Ich hoffe ihr wisst oder könnt euch ca vorstellen was ich meine. Ich war in einigen Märkten und hab mir verschiedene Sachen angesehen, war aber nicht wirklich das Teil dabei was ich brauche.

lg
k. meier


----------



## Cavalera (24. April 2014)

*AW: Youtube und Musik über AVR streamen*

Chromecast  Klingt nach deinen Anforderungen.


----------



## k.meier (24. April 2014)

*AW: Youtube und Musik über AVR streamen*

Cromecast ist ein daumengroßes Media-Streaminggerät, das in den HDMI®-Anschluss Ihres Fernsehers eingesteckt wird. Sie brauchen es nur über eine einfache mobile App einzurichten und schon können Sie Filme, Musik, Fotos und vieles mehr aus dem Internet über Ihr Smartphone, Tablet oder Ihren Laptop auf den Fernseher übertragen.

Hi du, ja da steht aber auch " das in den HDMI Anschluss ihres Fernsehers gesteckt wird". Die Frage ist, btw, ich will das ja nicht in den Fernseher stecken, sondern über den Receiver streamen.
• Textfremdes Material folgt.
PR #114, opened 2026-05-12
docs(plugin): Advertise Jupiter/OKX/SVM Skills and Bump to 1.1

0xIchigo:
This PR updates `helius-plugin/README.md` to list the Jupiter, OKX, and SVM skills under "What's included" (previously only build/DFlow/Phantom were advertised, even though all three skills already ship in `helius-plugin/skills/`). We also bump `helius-plugin/.claude-plugin/plugin.json` from `1.0.0` to `1.1.0` to reflect the expanded surface


nathanliow (approved):
LGTM

PR #116, opened 2026-05-18
fix(cli): tx history --before now uses beforeSignature

mooncitydev:
hey team, noticed the cli path for `helius tx history` was passing `before` into `enhanced.getTransactionsByAddress` but the sdk only reads `beforeSignature`. extra keys just get ignored so pagination never moved and you would keep seeing the first page.

mapped the flag to `beforeSignature` and typed the params as `GetEnhancedTransactionsByAddressRequest` so the shape stays honest.

## test plan
- `npm run build` in `helius-cli`
- optional: `helius tx history <addr> --before <sig>` and confirm results change vs the first page

### DIFF
--- a/helius-cli/src/commands/tx.ts
+++ b/helius-cli/src/commands/tx.ts
@@ -1,4 +1,5 @@
 import chalk from "chalk";
+import type { GetEnhancedTransactionsByAddressRequest } from "helius-sdk/enhanced/types";
 import { setupClient, type ResolveOptions } from "../lib/helius.js";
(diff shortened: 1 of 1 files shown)


0xIchigo (approved):
Thank you for your contribution! 🔥

0xIchigo:
@mooncitydev can you please [sign your commit](https://docs.github.com/en/authentication/managing-commit-signature-verification/signing-commits) so I can merge this into the repo?

PR #118, opened 2026-05-29
feat(helius-cli): OAuth/PKCE login + logout + whoami (v2.0.0)

nathanliow:
## Summary
Browser-based `helius login` (OAuth/PKCE) for users with existing dashboard accounts. **Supports Google, GitHub, email/password, and wallet sign-in.** Symmetric `logout` + `whoami` round out the auth surface.

## Cross-repo context (merge in this order)
1. Backend: https://github.com/helius-labs/monorepo/pull/15655
2. SDK: https://github.com/helius-labs/helius-sdk/pull/329
3. Dev portal: https://github.com/helius-labs/dev-portal-v2/pull/1161
4. **This PR** (CLI)

## ⚠️ Before merging / publishing v2.0.0
1. Merge & publish the helius-sdk PR (new minor — exposes `oauthTokenExchange`, `HELIUS_API_URL` env, JSON error parsing).
2. Bump `helius-sdk` dep in `helius-cli/package.json` from `^2.2.2` to the new version.
3. Verify `pnpm build` succeeds. Pre-existing errors in `signup.ts` / `checkout.ts` reference SDK functions removed in an unrelated migration — **out of scope here**, separate ticket.
4. Publish `helius-cli@2.0.0`.

## Test plan
- [ ] 6/6 vitest tests pass (`pnpm test`)
- [ ] End-to-end with Google sign-in
- [ ] End-to-end with wallet sign-in (full wallet pubkey on hover, shortened in main text)
- [ ] `helius logout` clears jwt, keeps apiKey; `--all` wipes everything
- [ ] `helius whoami --verify` confirms backend
- [ ] `helius login` after `logout` re-authenticates cleanly
- [ ] Already-logged-in short-circuit prints `Already logged in as ...` and exits 0

## What's outside scope (documented, not fixed)
- The free-plan project-create gate still rejects `authSource='cli'`. CLI users currently create projects via the dashboard, then use the CLI for management. Separate ticket if we want CLI-from-cli project creation.
- WorkOS SSO users rejected at `/oauth/token` with a clear error — domain lockdown was already excluding them. Same posture as before.
- Pre-existing `signup.ts` / `checkout.ts` build errors against the local SDK v3.0.0 — unrelated stale references.

### DIFF
--- a/helius-cli/CHANGELOG.md
+++ b/helius-cli/CHANGELOG.md
@@ -1,17 +1,5 @@
 # Changelog
 
-> **⚠️ Before merging v2.0.0 / publishing to npm:** this release depends on
-> `oauthTokenExchange`, `HELIUS_API_URL` env override, and JSON error parsing
-> being available in `helius-sdk`. Those land in a separate SDK PR. Sequence:
->
-> 1. Merge & publish the `helius-sdk` PR (new minor/major).
-> 2. Bump `helius-sdk` dep in `package.json` from `^2.2.2` to the new version.
-> 3. Verify `pnpm build` succeeds, then publish `helius-cli` v2.0.0.
->
-> Pre-existing build errors in `src/commands/signup.ts` and `src/lib/checkout.ts`
-> reference SDK functions (`agenticSignup`, `executeCheckout`, etc.) that were
-> removed in a separate, unrelated SDK migration — out of scope for this PR.
-
 ## 2.0.0 — Breaking change: OAuth/PKCE login
 
 `helius login` now opens your browser to authenticate via dashboard.helius.dev, instead of signing a message with a local Solana keypair.
--- a/helius-cli/CHANGELOG.md
+++ b/helius-cli/CHANGELOG.md
@@ -1,0 +1,42 @@
+# Changelog
+
+> **⚠️ Before merging v2.0.0 / publishing to npm:** this release depends on
+> `oauthTokenExchange`, `HELIUS_API_URL` env override, and JSON error parsing
+> being available in `helius-sdk`. Those land in a separate SDK PR. Sequence:
+>
+> 1. Merge & publish the `helius-sdk` PR (new minor/major).
+> 2. Bump `helius-sdk` dep in `package.json` from `^2.2.2` to the new version.
+> 3. Verify `pnpm build` succeeds, then publish `helius-cli` v2.0.0.
+>
+> Pre-existing build errors in `src/commands/signup.ts` and `src/lib/checkout.ts`
+> reference SDK functions (`agenticSignup`, `executeCheckout`, etc.) that were
+> removed in a separate, unrelated SDK migration — out of scope for this PR.
+
+## 2.0.0 — Breaking change: OAuth/PKCE login
+
+`helius login` now opens your browser to authenticate via dashboard.helius.dev, instead of signing a message with a local Solana keypair.
+
+### Breaking
+- **`helius login -k <keypair>` / `--keypair` flag removed.** The new flow uses OAuth 2.0 Authorization Code Grant + PKCE (RFC 7636 + RFC 8252) — same pattern as `aws sso login`, `gh auth login`, `vercel login`. Wallet-based account creation continues to work via `helius signup`; only the auth-token retrieval path changed.
+- If you previously authenticated with `helius login -k`, your cached JWT in `~/.helius/config.json` keeps working until it expires. The next time you need to re-authenticate, run `helius login` (no flag).
+
+### New
+- `helius login` — browser-based authentication for users with existing dashboard.helius.dev accounts. Supports four auth methods: email/password, Google, GitHub, and **wallet** (Solana signature).
+- `helius login --no-browser` — prints the URL for manual paste (useful in remote/headless environments).
+- `helius login --json` — emits `{ status: "AWAITING_CALLBACK", verification_uri }` while waiting and `{ status: "SUCCESS", user, expires_at }` on completion.
+- Already-logged-in short-circuit: a second `helius login` with a valid JWT prints `Already logged in as <email>.` (or `wallet <pubkey>` for wallet sessions) and exits 0.
+- **`helius logout`** — clears the local session token. Default keeps the API key so RPC calls still work; `--all` wipes the entire config.
+- **`helius whoami`** — shows the authenticated identity (email or wallet pubkey), session expiry, project, API key, and network. `--verify` pings the backend to confirm the token is still valid server-side. `--json` for scripting.
+- "No projects found" guidance updated across `projects`, `status`, `apikeys` to point users at the dashboard for project creation (the CLI cannot create projects for OAuth-authenticated users — that gate is enforced backend-side and is a separate ticket).
+
+### Not supported
+- **WorkOS SSO users**: rejected at the backend with a clean error message. Enterprise SSO users typically have their CLI access provisioned via the org admin portal; this is consistent with the existing domain-lockdown check that already rejects SSO at `/oauth/token`.
+
+### Security
+- PKCE binds each auth code to the originating CLI invocation. Public OAuth client per RFC 8252 §6 — no client secret.
+- Loopback redirect on `127.0.0.1` (literal IPv4, not `localhost`) per RFC 8252 §7.3, random ephemeral port via `:0`.
+- 5-minute timeout on the loopback listener; CSRF defense via `state` round-trip.
+
+## 1.3.0
+
+Previous releases — see git history.
--- a/helius-cli/src/commands/login.ts
+++ b/helius-cli/src/commands/login.ts
@@ -1,50 +1,123 @@
 import chalk from "chalk";
-import { loadKeypairFromFile, signAuthMessage, getAddress } from "../lib/wallet.js";
-import { signup } from "../lib/api.js";
-import { setJwt } from "../lib/config.js";
-import { keypairExists } from "./keygen.js";
-import { outputJson, exitWithError, handleCommandError, createSpinner, type OutputOptions } from "../lib/output.js";
+import { generatePkcePair, generateState, describeJwtIdentity } from "../lib/oauth.js";
+import { startLoopback } from "../lib/loopback-server.js";
+import { openInBrowser } from "../lib/browser.js";
+import { oauthTokenExchange, listProjects } from "../lib/api.js";
+import { getJwt, setJwt } from "../lib/config.js";
+import {
+  outputJson,
+  handleCommandError,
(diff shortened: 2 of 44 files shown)


helius-cli/src/lib/loopback-server.ts
```diff
@@ -0,0 +1,90 @@
...
+    }
+    if (!code) {
+      res.writeHead(400, { "Content-Type": "text/html" });
+      res.end(ERROR_PAGE("missing authorization code"));
+      rejectCb(new Error("NO_CODE"));
+      return;
+    }
+
+    res.writeHead(200, { "Content-Type": "text/html" });
+    res.end(SUCCESS_PAGE);
```
0xIchigo, line 81: The handler sends `SUCCESS_PAGE` and resolves the promise immediately, meaning state comparison only happens later in `awaitCallback`. So, for example, on a state mismatch, the browser could still show "Logged in" while the CLI aborts with `STATE_MISMATCH`. We should be validating `state` inside the request handler (i.e., serve the error page on mismatch, and keep listening or 400 rather than resolving) so the browser reflects the real outcome, and a bad early hit doesn't poison the flow

helius-cli/src/lib/loopback-server.ts
```diff
@@ -0,0 +1,90 @@
...
+    resolveCb(`${code}|${state ?? ""}`);
```
0xIchigo: `${code}|${state}` and `result.split("|")` assumes that neither value contains a pipe. `state` is base64url, so it's safe, but the OAuth authorization `code` is an opaque, server-defined string with no guaranteed charset. We could just resolve a structured value (`{ code, state }`) instead of joining and splitting

helius-cli/src/lib/loopback-server.ts
```diff
@@ -0,0 +1,90 @@
...
+      try {
+        const result = await Promise.race([cbPromise, timeoutPromise]);
+        const [code, state] = result.split("|");
+        if (state !== expectedState) throw new Error("STATE_MISMATCH");
+        return code;
+      } finally {
+        if (timeoutHandle) clearTimeout(timeoutHandle);
+      }
+    },
+    close: () => server.close(),
```
0xIchigo: This stops accepting new connections but doesn't tear down idle keep-alive sockets. We should either set `Connection: close` on the responses or call `server.closeAllConnections()` (Node 18.2+) in `close`, so `helius login` returns immediately

helius-cli/src/commands/login.ts
```diff
@@ -1,50 +1,123 @@
...
+        const label = identity?.kind === "wallet"
+          ? `wallet ${identity.display}`
+          : (identity?.display ?? "your account");
+        if (options.json) {
+          outputJson({ status: "ALREADY_LOGGED_IN", identity: identity ?? null });
+          return;
+        }
+        console.log(chalk.green(`✓ Already logged in as ${chalk.cyan(label)}.`));
+        return;
+      } catch {
```
0xIchigo: The already-logged-in probe falls through to a full browser re-login on any `listProjects` failure, including transient network errors or a 5xx. We should consider only falling through on auth failures and rethrowing / surfacing others

0xIchigo (changes requested):
Based 🔥 

Just have a few comments to resolve and then we're good to go

helius-cli/src/lib/loopback-server.ts
nathanliow: Fixed in 2f67c67. `state` is now validated inside the request handler — on a mismatch we serve the error page + 400 and reject with `STATE_MISMATCH`, so the browser reflects the real outcome and an early bad hit can't poison the flow. `startLoopback(expectedState)` takes the expected value up front.

helius-cli/src/lib/loopback-server.ts
nathanliow: Fixed in 2f67c67. Eliminated the join/split entirely — since `state` is now validated in the handler, `awaitCallback` resolves the raw `code` string directly. No more assumptions about the authorization code's charset.

helius-cli/src/lib/loopback-server.ts
nathanliow: Fixed in 2f67c67. `close()` now calls `server.close()` followed by `server.closeAllConnections()` (Node 18.2+), and every response sets `Connection: close`, so idle keep-alive sockets are torn down and `helius login` returns immediately.

helius-cli/src/commands/login.ts
nathanliow: Fixed in 2f67c67. The probe now only falls through to a fresh login on an auth failure: `if (classifyError(probeError).errorCode !== "INVALID_API_KEY") throw probeError;`. Transient failures (network/5xx/rate limit) are rethrown and surfaced. This required teaching `classifyError` to read the auth SDK's `API error (NNN)` message format (it previously fell through to `SDK_ERROR`), which also fixes exit-code classification for the other auth-SDK paths (signup/projects/oauth). Added two tests: auth-reject falls through to a fresh login; a 500 probe surfaces as exit 57 without re-logging in.

0xIchigo (dismissed):
LGTM 🔥

helius-cli/src/lib/loopback-server.ts
```diff
@@ -0,0 +1,106 @@
...
+  port: number;
+  awaitCallback: (timeoutMs: number) => Promise<string>;
+  close: () => void;
+}
+
+const SUCCESS_PAGE =
+  "<!doctype html><html><body style=\"font-family: -apple-system, system-ui, sans-serif; max-width: 480px; margin: 80px auto; text-align: center;\">" +
+  "<h1>Logged in</h1><p>You can close this tab and return to your terminal.</p></body></html>";
+
+const ERROR_PAGE = (msg: string) =>
```
0xIchigo, line 20: Please escape this before we merge—this is all unescaped HTML, and we pass the raw OAuth `error` query straight in, so there's a possibility of XSS

helius-cli/src/lib/loopback-server.ts
```diff
@@ -0,0 +1,106 @@
...
+
+    // Serve an error page + reject, closing the connection so `helius login`
+    // returns immediately rather than waiting on a keep-alive socket.
+    const fail = (msg: string, err: Error) => {
+      res.writeHead(400, { "Content-Type": "text/html", Connection: "close" });
+      res.end(ERROR_PAGE(msg));
+      rejectCb(err);
+    };
+
+    if (error) {
```
0xIchigo, line 67: Tied to the comment above—this passes the attacker-controllable `error` value into the HTML page

helius-cli/src/commands/whoami.ts
```diff
@@ -0,0 +1,149 @@
...
+    const expired = expiresInSec !== null && expiresInSec <= 0;
+
+    let serverVerified: boolean | null = null;
+    if (options.verify) {
+      spinner?.start("Verifying token against backend...");
+      try {
+        await listProjects(jwt);
+        serverVerified = true;
+        spinner?.succeed("Token accepted by backend");
+      } catch {
```
0xIchigo: `--verify` treats every failure as `"Token rejected by backend"`, even if it's a transient error. `login.ts` solves this already as `INVALID_API_KEY` is the only real auth failure and then transient errors are re-thrown/surfaced

helius-cli/src/lib/browser.ts
```diff
@@ -0,0 +1,18 @@
+import { spawn } from "node:child_process";
+
+/**
+ * Opens `url` in the user's default browser. Detached + unref'd so the CLI
+ * doesn't wait on it. Returns false if the platform launcher couldn't spawn.
+ */
+export function openInBrowser(url: string): boolean {
+  const platform = process.platform;
+  const cmd = platform === "darwin" ? "open" : platform === "win32" ? "cmd" : "xdg-open";
+  const args = platform === "win32" ? ["/c", "start", "\"\"", url] : [url];
```
0xIchigo, line 22: This isn't exploitable today because the URL is fully app-constructed, but `cmd`'s handling of `&` and `start` is a footgun if a user-influenced URL ever reaches here. We should, at the very least, leave a comment about this invariant

helius-cli/CHANGELOG.md
```diff
@@ -0,0 +1,42 @@
+# Changelog
+
+> **⚠️ Before merging v2.0.0 / publishing to npm:** this release depends on
+> `oauthTokenExchange`, `HELIUS_API_URL` env override, and JSON error parsing
+> being available in `helius-sdk`. Those land in a separate SDK PR. Sequence:
+>
+> 1. Merge & publish the `helius-sdk` PR (new minor/major).
+> 2. Bump `helius-sdk` dep in `package.json` from `^2.2.2` to the new version.
```
0xIchigo: This is stale as we're bumping to 3.0.0

0xIchigo (changes requested):

helius-cli/src/lib/loopback-server.ts
nathanliow: Fixed in 4400a8d — added an `escapeHtml()` helper applied inside `ERROR_PAGE`, so every error message (including the OAuth `error` param) is escaped before rendering.

helius-cli/src/lib/loopback-server.ts
nathanliow: Fixed in 4400a8d — the escaping lives inside `ERROR_PAGE` itself, so the `fail(error, …)` path (and all other callers) renders the attacker-controllable `error` value escaped.

helius-cli/src/commands/whoami.ts
nathanliow: Fixed in 4400a8d — `--verify` now mirrors the `login.ts` probe pattern: only `INVALID_API_KEY` (401/403) marks the token rejected; transient errors (network, 5xx, rate limit) are re-thrown and surface via `handleCommandError` with their own classified exit code.

helius-cli/src/lib/browser.ts
nathanliow: Done in 4400a8d — documented the app-constructed-URL invariant (incl. the cmd /c start metacharacter footgun) and added an http(s)-protocol guard as defense-in-depth: non-http(s) or unparseable URLs return false before spawn.

helius-cli/CHANGELOG.md
nathanliow: Removed in 4400a8d — all three prerequisites are done (SDK 3.0.0 published, dep already at ^3.0.0, `tsc --noEmit` clean), so the whole pre-merge warning block was stale and is gone.

0xIchigo (approved):
LGTM :shipit:

PR #119, opened 2026-06-05
feat(ci): Require and Enforce Signed Commits Repo-wide

0xIchigo:
This PR makes signed commits an explicit, enforced requirement for all contributions, regardless of which package is touched (CLI, MCP, skills, plugin, cursor)


nathanliow (approved):
LGTM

Wenn das auch geht?
Ich hab sowas von Netgear gesehen für 60 Euro, dieses war aber auch nur für den Fernseher.


----------



## Cavalera (24. April 2014)

*AW: Youtube und Musik über AVR streamen*

Dein AVR hat dafür ja HDMI Eingänge. Sollte ohne Probleme klappen.

Nur noch ein Nachteil von Chromecast: man kann fast nur Onlinezeug streamen. Offline Videos funktionieren offiziell nicht. Aber es gibt Apps wie BubbleUPnP (oder Allcast) die den Stick DLNA-fähig machen. Bin aber selbst kein Experte darin, aber du kannst dich ja mal reinlesen.


----------



## k.meier (24. April 2014)

*AW: Youtube und Musik über AVR streamen*

ich bin gespannt, Ich war heute bei Saturn, aber den haben sie mir nicht gezeigt. Das mit den Offline Videos wär mir egal, geht hauptsächlich drum, Videos zu streamen.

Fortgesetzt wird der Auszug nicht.